Endoplasmic reticulum stress induced by lipopolysaccharide is involved in the association between inflammation and autophagy in INS‑1 cells.

Type 2 diabetes is a chronic inflammatory disease. Autophagy, the dynamic process of lysosomal degradation of damaged organelles and proteins, may protect β‑cells from destruction by inflammation in type 2 diabetes. The present study investigated the role of autophagy, inflammation and endoplasmic reticulum (ER) stress in type 2 diabetes. INS‑1 cells were incubated with lipopolysaccharide. The chemical chaperone 4‑phenylbutyric acid was used to inhibit ER stress, and 3‑methyadenine (3‑MA) was used to inhibit autophagy. Apoptosis was detected by flow cytometry and cell proliferation using Cell Counting kit‑8 solution. Light chain‑3B, interleukin (IL) 1β, caspase‑1 and C/EBP homologous protein production were assessed by western blotting, and rat activating transcription factor 4 and rat binding immunoglobulin heavy chain protein gene expression were determined by real‑time reverse transcription‑polymerase chain reaction.
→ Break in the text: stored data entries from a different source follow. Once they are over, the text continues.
PR #1223, opened 2016-06-05
Finalize gateway API

VoidingWarranties:
add & remove isn't as clear as connect & disconnect, especially since the peer remains in the node list on disconnect. add & remove could be used in the future to add and remove addresses from the node list.

### DIFF
--- a/api/api.go
+++ b/api/api.go
@@ -115,8 +115,11 @@ func (srv *Server) initAPI(password string) {
 	// Gateway API Calls
 	if srv.gateway != nil {
 		router.GET("/gateway", srv.gatewayHandler)
-		router.POST("/gateway/add/:netaddress", requirePassword(srv.gatewayAddHandler, password))
-		router.POST("/gateway/remove/:netaddress", requirePassword(srv.gatewayRemoveHandler, password))
+		router.POST("/gateway/connect/:netaddress", requirePassword(srv.gatewayConnectHandler, password))
+		router.POST("/gateway/disconnect/:netaddress", requirePassword(srv.gatewayDisconnectHandler, password))
+		// COMPATv0.6.0
+		router.POST("/gateway/add/:netaddress", requirePassword(srv.gatewayConnectHandler, password))
+		router.POST("/gateway/remove/:netaddress", requirePassword(srv.gatewayDisconnectHandler, password))
 	}
 
 	// Host API Calls
--- a/api/api.go
+++ b/api/api.go
@@ -117,9 +117,6 @@ func (srv *Server) initAPI(password string) {
 		router.GET("/gateway", srv.gatewayHandler)
 		router.POST("/gateway/connect/:netaddress", requirePassword(srv.gatewayConnectHandler, password))
 		router.POST("/gateway/disconnect/:netaddress", requirePassword(srv.gatewayDisconnectHandler, password))
-		// COMPATv0.6.0
-		router.POST("/gateway/add/:netaddress", requirePassword(srv.gatewayConnectHandler, password))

The results showed that inhibiting autophagy with 3‑MA unexpectedly contributed to cell death in β‑cells. This response was associated with an increase in inflammatory cytokines, including IL1β and caspase‑1. Inhibiting ER stress with 4‑phenylbutyric acid led to a decrease in cell apoptosis. These results showed that autophagy may have a protective effect by reducing inflammatory cytokines in β‑cells. In addition, the inositol‑requiring enzyme 1 pathway mediated the ER stress associated with autophagy and inflammatory cytokines (IL1β and caspase‑1). Therefore, inflammatory cytokines may be critical signalling nodes, which are associated with ER stress‑mediated β‑cell death.